Running for president in 1936, Browder offered indirect support to Roosevelt. Two years later, Communists who had formerly regarded Roosevelt as a harbinger of American fascism hailed the president for his calls for a democratic alliance against Hitler.

The hosannas for antifascism ended suddenly in 1939 with the Nazi-Soviet Pact. The same Communists who had lauded Roosevelt now denounced him again, this time as a warmonger for such policies as Lend-Lease aid to Britain. The somersaults demanded by Moscow continued when Germany attacked the Soviet Union in 1941: The C.P.U.S.A.s calls for peace were quickly replaced by demands that the United States do everything possible to aid the Allies.

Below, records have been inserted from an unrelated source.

PR #2927, opened 2025-06-30
Release: Update stable to alpha 7.153.3

WhoBrokeTheBuild:


joshStillerman (dismissed):
I trust that the thorough review that you all did when assembling this PR was good and sufficient! 

New Stable!  Yea!

mwinkel-dev (approved):
The only change after Josh's approval was the patch for NumPy 2.3 and greater.

I visually compared that patch with PR #2928 and confirmed that the changes are identical.

Furthermore, in recent days I have installed and used the current "alpha" on various development systems without any problem.   Because this PR promotes that snapshot of "alpha" to the new "stable", all should be OK.

Thus, am approving this PR.

PR #2928, opened 2025-06-30
Fix: Resolve issues with numpy >= 2.3

WhoBrokeTheBuild:
Conditionally replace calls to tostring() with tobytes()
Conditionally replace calls to fromstring() with frombuffer()
Pass the numpy object directly to hashlib, instead of calling tostring()


mwinkel-dev (approved):
These changes are straightforward and match the description, so approving this change.

PR #2930, opened 2025-07-02
Fix: optional port parameter in IDL's mdsconnect()

WhoBrokeTheBuild:
Also fixed in mds$connect()
This now takes the port and concatenates it with the hostname as `host+':'+port` if specified
Previously this set an enviornment variable named `$mdsip` which is not used anywhere


heidthecamp (approved):
Looks good to me.

mwinkel-dev (approved):
This is a good change, so approving it.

Such major shifts in party line were only the most dramatic and public signs of fealty to the Kremlin. In 1938, at the height of the popular front policy, the C.P.U.S.A.s slogan Communism Is 20th-Century Americanism demonstrated its effort to prove its patriotism. But that same year, a C.P.U.S.A. representative in Moscow sent a secret letter warning that Comintern leaders thought the slogan ideologically incorrect and subversive. Without any discussion or debate, the party stopped using it.

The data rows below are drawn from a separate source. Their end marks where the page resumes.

Issue #2925, opened 2025-06-30
MATLAB 2024b is losing its connection to the MDSplus server


mwinkel-dev:
**Affiliation**
DIII-D / GA (submitted on behalf of Andrey L.)

**Version(s) Affected**
client: alpha-7-139-59  (6-Nov-2023)
server: ga_atlas-1-0-0 (16-Apr-2024)

**Platform(s)**
client: RHEL8 (specifically 8.8)
server: TBD

**Installation Method(s)**
TBD

**Describe the bug**
Running MATLAB 2024b with the Java bridge on the Omega cluster initially works but then loses its mdsip connection to the MDSplus server.   When this occurs, the following errors are seen.   The only way to fix it is to restart MATLAB.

While most of the hundreds of thousands of Americans who joined the C.P.U.S.A. over the years did so because they supported the policies or ideals the party promoted, a great majority quickly abandoned it after a policy reversal occasioned by a shift in Soviet foreign policy. Anyone who remained a Communist for more than a few years, though, had to be aware that the one constant was support for whatever policy the Soviet Union followed. Open criticism of the U.S.S.R. was grounds for expulsion. For all members of the C.P.U.S.A., the Soviet Union was the homeland of socialism, the first workers state, which had to be defended against the machinations of capitalism.

The C.P.U.S.A. dutifully spread the lies put out by Moscow. The party thus insisted that the show trials during Stalins purges had uncovered a vast capitalist plot against the Soviet leader. Party members dutifully repeated Soviet fabrications that Trotsky had been in the pay of the Nazis. Worst of all, many Communists applauded the execution of tens of thousands of Soviet comrades, denouncing those who were executed as bourgeois spies and provocateurs. When Finnish-Americans who had returned to Soviet Karelia in the late 1920s and early 30s to build socialism were purged, their American relatives were warned by party authorities to remain silent, and most did so.

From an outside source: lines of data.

Issue #2926, opened 2025-06-30
Have to restart MATLAB every 10 minutes because it is dropping the connection to the MDSplus server


mwinkel-dev:
**Affiliation**
DIII-D / GA (submitted on behalf of Francesca T.)

**Version(s) Affected**
TBD

**Platform(s)**
TBD

**Installation Method(s)**
TBD

**Describe the bug**
Have to restart MATLAB 2023b every 10 minutes because of dropped connections to the MDSplus server.   This problem occurs on the Omega-a cluster; it was never seen on the Iris cluster.

The problem arises when using the `getalldat()` and `getmds()` functions.   It works for one iteration of a loop and then fails on the next iteration, even though accessing the same shots.   When the connection is dropped, the following error is reported.   No data is retrieved and no other errors are reported.

```
Error during login: recv NULL
```

**To Reproduce**
Run the sample script supplied by Francesca.

**Expected behavior**
The mdsip connection should remain active regardless of how many iterations there are of the loop.

**Screenshots**
n/a

**Additional context**
This is surely a duplicate of Issue #2925.   However, it is initially being tracked as a separate issue because it involves a different version of MATLAB and a different researcher (thus likely a slightly different workflow).   When it is proven that this issue is a duplicate, it will be closed and folded into #2925.

mwinkel-dev:
Hi Francesca -- Which version of MATLAB do you use when you run the example script on the Iris cluster?

leighchery:
(the notifications work!)
At the moment I am using 2023b, the one that doesn’t have the bug on the “updater”, so I have to be on omega-a where I have my 2023b license. I could also try it on the standard version on omega-b if that is useful, but that will have the other issue of the constant messages about not being able to run the updater, which may muddy the waters.

leighchery:
One more detail that may or may not be relevant: on iris I had to use this commend

global MDSplus_persistent
MDSplus_persistent = 1;

to go through many instances of getmds data. I have tried to use this on omega, I have also tried commenting it out, and the issue reported in this thread does not seem affected.

mwinkel-dev:
Hi @leighchery -- Thanks for the additional information.

The note about `MDSplus_persistent` is a useful clue.   I just scanned the entire MDSplus source code and it does not contain that environment variable.   Thus, `MDSplus_persistent` is surely controlling a DIII-D customization.   (I will follow up with my counterparts at DIII-D to confirm that is the case.)

[...]

PR #2897, opened 2025-03-29
Fix: correct miscellaneous typos, add comments, disable a debug

mwinkel-dev:
Miscellaneous corrections to typos, add some comments, and comment out an unneeded `DEBUG` define.

PR #2936, opened 2025-07-16
Fix: mdsdisconnect for MATLAB java bridge no longer uses Java finalize()

mwinkel-dev:
This is a fix for Issue #2925.

To enable MATLAB to access MDSplus, there are two bridges: Python and Java.   The Java bridge was leaving dangling "connection" objects in MATLAB and dangling mdsip connections on the MDSplus archive server.   This is because the `mdsdisconnect` provided to MATLAB was not immediately terminating the mdsip connection to the server.   It was instead releasing a reference to the "connection" object, which was in turn relying on Java's garbage collector to run the `finalize()` method to destroy the connection.   However, the garbage collector runs infrequently and cannot be controlled by the application program.   Which means that MATLAB accumulates dangling "connection" objects and the MDSplus archive server accumulates dangling mdsip connections.   This was causing MATLAB and/or the archive server to eventually choke.   The mdsip connections would only be destroyed when MATLAB's garbage collector ran, MATLAB crashed, or the user shutdown MATLAB.

Note that the Java `finalize()` method was deprecated in Java 9 (in part because of this issue with the garbage collector).   Oracle's most recent advice is to remove the `finalize()` method from classes (see the entry for java.lang.Object.finalize in the following document).
https://docs.oracle.com/en/java/javase/22/docs/api/deprecated-list.html

This PR only fixes the MATLAB Java bridge `mdsdisconnect` issue.   Future PRs should remove `finalize()` from all other Java classes in MDSplus.

This PR was tested manually by using two virtual machines: an archive server and a client.   The client ran a MATLAB program that had a loop that iterated 1,000 times, with each iteration doing a pair of `mdsconnect` and `mdsdisconnect` calls.   When the MATLAB test finished, the archive VM was checked to see how many mdsip connections were present.   Prior to implementing this fix, the test showed that there was a dangling mdsip connection for every iteration of the loop.   With the fix, all mdsip connections were closed.

### DIFF
--- a/java/mdsobjects/src/main/java/MDSplus/Connection.java
+++ b/java/mdsobjects/src/main/java/MDSplus/Connection.java
@@ -64,8 +64,7 @@ public class Connection
 		isConnected = true;
 	}
 
-	@Override
-	protected void finalize()
+	public void mdsdisconnect()
 	{
 		if (sockId >= 0)
 			disconnectFromMds(sockId);
--- a/java/mdsobjects/src/main/java/MDSplus/Connection.java
+++ b/java/mdsobjects/src/main/java/MDSplus/Connection.java
@@ -71,6 +71,13 @@ public class Connection
 		isConnected = false;
 	}
 
+	// Deprecated in Java 9 to Java 22; will be removed in future Java.
+	@Override
+	protected void finalize()
+	{
+		mdsdisconnect();
+	}
+
 	public void openTree(java.lang.String name, int shot) throws MdsException
 	{
 		openTree(sockId, name, shot);
--- a/matlab/mdsconnect.m
+++ b/matlab/mdsconnect.m
@@ -15,6 +15,9 @@ function [ status ] = mdsconnect( host )
     else
         if strcmpi(host, 'LOCAL') == 1
             MDSINFO.isConnected = false;
+            if ~MDSINFO.isPythonConnection
+                MDSINFO.connection.mdsdisconnect();
+            end
             MDSINFO.connection = [];
             MDSINFO.connectedHost = host;
             status = 1;


mwinkel-dev:
The fix for Issue #2925 should also include PR #2897 to turn off a debug statement in the `mdstcpip/mdsipshr/MdsIpThreadStatic.c` file.   That statement was generating the many messages that the users reported with Issue #2925.

mwinkel-dev:
Note that this fix merely immediately disconnects from the archive server, but it does not destroy the MATLAB "connection" objects.   They remain dangling objects that only get cleared when the Java garbage collector eventually runs or the user shuts down MATLAB.

Nonetheless, this fix made a dramatic difference on the test systems.   Prior to the fix, the test virtual machines could only iterate 64 times before MATLAB and/or the archive server choked.

With the fix, it easily handled 1,000 iterations of the `mdsconnect` / `mdsdisconnect` pairs.

joshStillerman (dismissed):
this looks great!

mwinkel-dev:
This PR has been tested on GA's Omega cluster and works OK.

Here are the details . . . 

This simple MATLAB script reproduced the problem reported by the GA researchers in issues #2925 and #2926.   If the loop is changed to run many iterations, and run with MDSplus alpha-7-139-59, then each iteration leaves a dangling object in MATLAB and a dangling connection on the MDSplus archive server.   As those dangling objects / connections accumulate, eventually MATLAB and/or the server choke, thereby forcing the user to exit MATLAB and start over.

```
% Name:   bug_2925.m
% Purpose:   This tests the PR #2936 fix of Issue #2925.

% Issue 2925 was caused by relying on the Java garbage collector
% to terminate connections and delete connection objects.  However,
% there is no control over when the garbage collector runs, thus
% dangling objects / connections are created -- especially when
% the mdsdisconnect is in a loop. 

% On development system, this program would drop the mdsip connection
% if the loop ran more than 64 iterations, whereupon it also displayed
% the various error messages reported in Issue #2925.


% Cannot use the Python-bridge because Omega's MATLAB requires
% installing Python 3.9 (or newer), but Omega only has Python 3.7.
% mdsUsePython(true)

for i = 1:5
   status = mdsconnect('atlas');
   if status == -1
      break
   end
   mdsopen('RF', 203131);
   d = mdsvalue('LHCD.LH_COORDS');
   mdsclose();
   mdsdisconnect;
   disp(i)
end
```


**STATUS QUO:**

This is the MDSplus version GA has installed on Omega.   It is from the "alpha" branch.

```
$ mdstcl
TCL> show version


MDSplus version: 7.139.59
----------------------
  Release:  HEAD_release_7.139.59
  Browse:   https://github.com/MDSplus/mdsplus/tree/HEAD_release_7.139.59
  Download: https://github.com/MDSplus/mdsplus/archive/HEAD_release_7.139.59.tar.gz
```

This is the output of the MATLAB script when run in MATLAB 2024b.   Note that the `quit` causes MATLAB's garbage collector to run, which destroys the dangling objects, thereby generating the many messages plus also terminating the associated mdsip connections.

```
$ matlab -nodisplay

To get started, type doc.
For product information, visit www.mathworks.com.
 
>> bug_2925
     1

     2

     3

     4

     5

>> quit
D, 1752786698.807:  buffer_free()                 Connection(id=4, state=0x80, protocol='tcp', info_name='tcp', version=3, user='(null)')
D, 1752786698.807:  buffer_free()                 Connection(id=3, state=0x80, protocol='tcp', info_name='tcp', version=3, user='(null)')
D, 1752786698.807:  buffer_free()                 Connection(id=2, state=0x80, protocol='tcp', info_name='tcp', version=3, user='(null)')
D, 1752786698.807:  buffer_free()                 Connection(id=1, state=0x80, protocol='tcp', info_name='tcp', version=3, user='(null)')
D, 1752786698.807:  buffer_free()                 Connection(id=0, state=0x80, protocol='tcp', info_name='tcp', version=3, user='(null)')
$ 
```



**PR 2936 FIX:**


A "developer" build of MDSplus (current "alpha + PR 2936") was put in a tar file and installed in my home directory on Omega.   (This installation has no impact on the cluster's main MDSplus.)   A shell script was run to set environment variables in my session to point to the MDSplus dev build.   Also a `javaclasspath.txt` file was used to add the dev build's Java classes to the beginning of MATLAB's static javaclasspath list.

The `Date:` field shows that this is indeed the dev build of MDSplus that is being used.   (Ignore the version number; it is bogus on this dev build.)

```
$ mdstcl
TCL> show version


MDSplus version: 7.139.17
----------------------
  Release:  alpha_release-7-139-17
  Date:     Wed Jul 16 19:02:26 UTC 2025
  Browse:   https://github.com/MDSplus/mdsplus/tree/alpha_release-7-139-17
  Download: https://github.com/MDSplus/mdsplus/releases/tag/alpha_release-7-139-17


TCL> 
```

This shows the output of the MATLAB program when running with the dev build of MDSplus.   Although not shown here, the loop was set to 200 iterations and worked fine.

```
$ matlab -nodisplay

To get started, type doc.
For product information, visit www.mathworks.com.
 
>> bug_2925
     1

     2

     3

     4

     5

>> exit
$ 
```

**NOTES:**

An attempt was made to run GA's `getalldat.m` MATLAB script with the dev build of MDSplus, but it involved too much fiddling with environment variables. 

Upgrading MDSplus on a cluster that has many users can be a big task.   GA might find it simpler to modify its MATLAB scripts -- `getmds.m`, `getalldat.m`, etcetera -- to skip the `mdsdisconnect` call if GA's `MDSplus_persistent` flag is set.   Doing so would re-use the existing connection, and eliminate dangling connection objects in MATLAB and dangling mdsip connections on the MDSplus server.

java/mdsobjects/src/main/java/MDSplus/Connection.java
```diff
@@ -64,8 +64,7 @@ public void initialize(java.lang.String mdsipAddr) throws MdsException
 		isConnected = true;
 	}
 
-	@Override
-	protected void finalize()
```
WhoBrokeTheBuild, line 68: Overall this looks good and the logic behind it is sound, so LGTM
My one question, could we leave `finalize()` and just have it call `mdsdisconnect()` that would leave the existing functionality for all consumers of this API (which is not just MATLAB) while making sure we can close connections when needed?

WhoBrokeTheBuild (dismissed):

java/mdsobjects/src/main/java/MDSplus/Connection.java
mwinkel-dev: Hi @WhoBrokeTheBuild,

Yes, we can do as you suggest.   I will make that change.   Note though that a future Java release (a few years from now?) will remove the `finalizer`, at which time we will likely need to remove the `finalize()` method from the MDSplus Java classes.

Now for the details . . . 

I had considered that option too and vacillated on whether to retain `finalize()` or not.   I ultimately decided to remove `finalize()` simply because of the recent guidance from Oracle.   That guidance indicates that they hope to remove the `finalizer` feature in an upcoming release of Java.

However present JVMs still call the `finalize()` method of the ultimate base class when the garbage collector runs (i.e., typically as part of the shutdown process).   The MDSplus Java classes are subclasses of Java's base class, so the connection objects are still dangling until the garbage collector runs.   

Here are the pros / cons of retaining the `finalize()` method at this time.

- Pro: It ensures that there are **_eventually_** no dangling mdsip connections on the server, if an error occurs that disrupts normal program flow thus bypassing the `mdsdisconnect` call.   (Note though that the garbage collector runs infrequently, so dangling objects and connections can still accumulate for long periods of time -- such as until the program crashes or is shut down.)

- Con: Regardless of whether the MDSplus connection object has a `finalize()` method or not, when the object is destroyed, the server surely detects that the TCP connection has been broken and gets rid of the associated dead mdsip process.   Furthermore, retaining the `finalize()` in the MDSplus source code is a trivial form of technical debt that will eventually have to be deleted in some future year.

Here is my recommendation for improving this PR . . . 

1. Make the change you suggested, and
2. Add a comment to the retained `finalize()` method that it has been deprecated since Java 9 and will be removed in some future Java release.

WhoBrokeTheBuild: Gotcha, now I understand the full context. I think that's a good solution, and then we can remove all the `finalize()` in one commit with the appropriate context.

Thanks!

mwinkel-dev:
Restored the `finalize()` method but flagged it as deprecated (i.e., will be removed in a future Java).

Note that when a Java process ends, the garbage collector is usually not run (i.e., instead the operating system cleans up all the system resources for the process).   The Java garbage collector thus typically runs when the process is under memory pressure.   The Java `System.gc()` method can be used to **_suggest_** that the JVM do garbage collection, but there is no guarantee that it will do so.

Thus, it is difficult to create a test case that proves that the MDSpluss Connection object's `finalize()` method has actually been called.

Nonetheless, this revised version of this PR works fine in manual testing.   It compiles OK, immediately disconnects when the `mdsdisconnect()` method is called, and does not leave dangling mdsip processes on the server.

WhoBrokeTheBuild (approved):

Neither did the Communist movement limit its disinformation to Russian matters. In the 1960s, the K.G.B. secretly subsidized a left-wing publishing house in New York run by a former party member, Carl Marzani, that published the first book claiming that John F. Kennedys assassination had been arranged by a cabal of American right-wing businessmen and C.I.A. operatives.

It was not until 1956, when Khrushchev told Soviet Communists that Stalin had been a mass murderer, that American Communists were willing to believe what had been widely known for years. The persecutions of McCarthyism and the Cold War seriously depleted the ranks of the C.P.U.S.A., but it took the word of a Soviet Communist leader to destroy the faith in Communism that had sustained many Americans. By 1959, the C.P.U.S.A., which had once numbered nearly 100,000 members, was reduced to fewer than 3,000.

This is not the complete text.